The TV series, first of all, has low production values. Higher, surprisingly, than Rumpole of the Bailey, but low nonetheless. Each episode felt like a filmed play. That said, the acting, aside from Father Brown himself and a few side characters, is over the top and not very good. But I'm not sure how much of that is the acting and how much is the writing.
The show does a decent job of adapting the stories for the screen, if by "decent" I mean that it tries to lift from one medium and place almost unfiltered in another medium. For Father Brown, at least, I don't think this works.
The Father Brown stories, at least in my reading, are not very realistic, and I'm not sure Chesterton intended them to be. I should define what I mean when I say the stories are not very realistic. I mean that the characters are more caricatures than anything. Many of them are one dimensional and stand in as "types" of attitudes and worldviews that Chesterton wanted to comment on. This works on paper, but transferring these caricatures to another medium is a bit more difficult.
The ready example from Tuesday night's viewing is the Chesterton story "The Three Tools of Death." In this story there is a character who is always cheerful but not always happy, and Father Brown comments that this is a dangerous mixture. The character is always railing against strong drink (something near and dear to GKC--an early tip-off that everything is not as it seems) and religion (red flag! red flag!), though he is a very charitable man. This character is purposely over the top in the story; Chesterton isn't making a comment on this particular philanthropist, but is commenting on the greater danger of hypocrisy in general. He has purposely drawn an overblown caricature because...I'll get to this in a moment.
But this works in a written story because we can better understand the stark figures of archetypes when we read. In a sense it's more mythological. On screen, however, such bombastic disregard for the complexity of human beings smacks of laziness or, worse, ignorance. It is nearly impossible to suspend disbelief, and it's grating to watch. It rings false. In a written story (at least for me), I can recognize that a character represents something else--almost a metaphor. This is harder to do when the character isn't starkly drawn--it's so-and-so the actor, and the character is before my eyes. (Kurt Vonnegut called movies the most bullying form of entertainment. He said that while there were thousands of versions of Anthony Burgess's A Clockwork Orange floating around in people's imaginations, there was only one Stanley Kubrick's A Clockwork Orange. I tend to agree.)

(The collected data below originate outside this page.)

Issue #537, opened 2020-03-06
Add config files for pre/post Github hooks?


armaandhull:
Can we add a yaml and config file for this repo to be used for git hooks e.g pre-commit?

andialbrecht:
Why?

Armaan Dhull <notifications@github.com> schrieb am Fr., 6. März 2020, 17:50:

armaandhull:
@andialbrecht because it helps `sqlformat` work as a pre-commit hook with [pre-commit](https://pre-commit.com/)

armaandhull:
something like 
```
-  id: sqlformat
   name: sqlformat
   stages: [commit]
   language: system
   entry: sqlformat
   types: [sql]
```

andialbrecht:
ah, ok. But shouldn't the hooks be added in the repository where you want
to use it, and not in the sqlparse repo itself?

Armaan Dhull <notifications@github.com> schrieb am Fr., 6. März 2020, 18:55:

armaandhull:
@andialbrecht afaik the hook definition/settings i.e. `.pre-commit-hooks.yaml` need to be in the repo _being used by pre-commit_ and the repo using the hook needs to have a `.pre-commit-config.yaml`

andialbrecht:
Pretty sure you're referring to https://pre-commit.com/ and that those configurations need to be added to the .pre-commti-hooks.yaml file in your repository. But not in the repository of the tools you want to use in a hook.

armaandhull:
@andialbrecht take a look at https://github.com/psf/black/blob/master/.pre-commit-hooks.yaml and https://github.com/timothycrosley/isort/blob/develop/.pre-commit-hooks.yaml. These hooks yaml files are what allow users to use them with pre-commit.

Also, https://pre-commit.com/#creating-new-hooks

>A git repo containing pre-commit plugins must contain a .pre-commit-hooks.yaml file that tells pre-commit:

PeterFogh:
@armaandhull is correct. The sqlparse repo needs a `.pre-commit-hooks.yaml` file to enable use of the `sqlformat` CLI in pre-commit hooks. Why was this issue closed? Was it decided that sqlparse should not support pre-commit? :)

ashrub-holvi:
> I'm not so much a fan of pre-commit hooks myself

but why? IMO really useful tool

> feel free to test it out and give feedback

[...]

PR #824, opened 2025-11-24
Add possibility to use sqlparse repo as pre-commit hook for format SQL

ashrub-holvi:
Just an example of implementation for https://github.com/andialbrecht/sqlparse/issues/537


ashrub-holvi:
Thank you!

Issue #823, opened 2025-11-21
sqlparse.format does not strip -- comments and fails to convert tabs to spaces when reindent=True


Bassem-Akrout:
**Describe the bug**
When using    
```
result = sqlparse.format(
        sql=sql_text, strip_comments=True, keyword_case="upper", reindent=True
    )
```
On this SQL [issue.sql](https://github.com/user-attachments/files/23677763/issue.sql) we still have tabulations in format of "\t" and not spaces + we have comments that stay and aren't stripped  
**To Reproduce**
Steps to reproduce the behavior. 
Use this script
```
import sqlparse


def strip_sql_comments(sql_text: str, reindent=False) -> str:
    """
    Strip comments from SQL.

    Args:
        sql_text (str): unformatted SQL.

    Returns:
        str: formatted SQL.
    """
    result = sqlparse.format(
        sql=sql_text, strip_comments=True, keyword_case="upper", reindent=reindent
    )
    return result

sql_path="issue.sql"
with open(sql_path, "r", encoding="utf-8") as file:
    sql_content = file.read()
# Run the function
cleaned_sql = strip_sql_comments(sql_content, reindent=True)
print(cleaned_sql)
```

**What's the concrete error:** 
No error/traceback occurs; the function runs successfully but does not strip the comments or normalize tabs as expected.
**Expected behavior**
All -- comments should be fully removed when strip_comments=True. Tabs should be converted to spaces during reindentation for consistent indentation.

**Versions (please complete the following information):**
 - Python 3.12.0
 - sqlparse           0.5.3

fulldev1123:
Hi @Bassem-Akrout,

Thanks for sharing.
I've fixed this issue, but I can't make a PR for it.
How can I make the PR?

Thanks.

PR #825, opened 2025-11-27
Fixes #821 and #823 

### LINKED ISSUE #821: Stub file not found for "sqlparse"PyrightreportMissingTypeStubs
When I import `sqlparse`, Im running into the below pyright error:

```
Stub file not found for "sqlparse"Pyright[reportMissingTypeStubs](https://github.com/microsoft/pyright/blob/main/docs/configuration.md#reportMissingTypeStubs)
```

It'd be great if there were stub files associated with the sqlparse library!

fulldev1123:
#821- Pyright `reportMissingTypeStubs` error when importing sqlparse.
Changes:
Added hatch build configuration in `pyproject.toml` to ensure the `py.typed` marker file is included in the package distribution.
The `py.typed` file already existed in the repository but wasn't being included in the built wheel/sdist packages. This caused type checkers like Pyright to report missing type stubs.

#823 Fix strip_comments=True leaving trailing whitespace before commas
Problem
When using sqlparse.format() with strip_comments=True and reindent=True, inline comments after identifiers were not being properly cleaned up, resulting in extra whitespace before commas:
```
sql = """SELECT
    id -- comment 1
    , name -- comment 2
FROM users"""

result = sqlparse.format(sql, strip_comments=True, reindent=True)
# Before fix: 'SELECT id ,\n       name\nFROM users'
# After fix:  'SELECT id,\n       name\nFROM users'
```
Root Cause
When comments are grouped inside Identifier objects (via align_comments), StripCommentsFilter removes the comment but leaves trailing whitespace inside the group. StripWhitespaceFilter wasn't cleaning up this whitespace properly.

Changes
StripWhitespaceFilter.process(): Strip trailing whitespace from all sublists, not just at root level
StripWhitespaceFilter._stripws_identifierlist(): Remove all whitespace tokens before commas using a two-pass approach to avoid modifying the list while iterating

### DIFF
--- a/sqlparse/filters/others.py
+++ b/sqlparse/filters/others.py
@@ -96,17 +96,22 @@ class StripWhitespaceFilter:
             is_first_char = False
 
     def _stripws_identifierlist(self, tlist):
-        # Removes newlines before commas, see issue140
-        last_nl = None
-        for token in list(tlist.tokens):
-            if last_nl and token.ttype is T.Punctuation and token.value == ',':
-                tlist.tokens.remove(last_nl)
-            last_nl = token if token.is_whitespace else None
-
-            # next_ = tlist.token_next(token, skip_ws=False)
-            # if (next_ and not next_.is_whitespace and
-            #             token.ttype is T.Punctuation and token.value == ','):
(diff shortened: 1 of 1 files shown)


fulldev1123:
Okay, will do that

This archetypal way to tell a story may seem didactic, and in many of the Father Brown stories it is. But there is another writer (Catholic as well) who does the same thing, but to greater effect: Flannery O'Connor. In fact, she even admits to doing so in her essay "The Fiction Writer and His Country" (in Mystery and Manners):
Flannery O'Connor's stories are brilliant, but they are also "unrealistic" in the sense that many of her characters are caricatures, though they are more like the caricatures you see drawn at the fair. Her characters still have depth, but O'Connor's gift, in my opinion, comes in taking a character flaw and putting it under a magnifying glass, like the caricaturist who draws someone with a big nose with a gigantic nose. She draws attention to something that might otherwise be missed: to the "almost-blind" she "draw[s] large and startling figures."
Redemption is meaningless unless there is cause for it in the actual life we live, and for the last few centuries there has been operating in our culture the secular belief that there is no such cause. The novelist with Christian concerns will find in modern life distortions which are repugnant to him, and his problem will be to make these appear as distortions to an audience which is used to seeing them as natural; and he may well be forced to take ever more violent means to get his vision across to this hostile audience. When you can assume that your audience holds the same beliefs you do, you can relax a little and use more normal means of talking to it; when you have to assume that it does not, then you have to make your vision apparent by shock—to the hard of hearing you shout, and for the almost-blind you draw large and startling figures.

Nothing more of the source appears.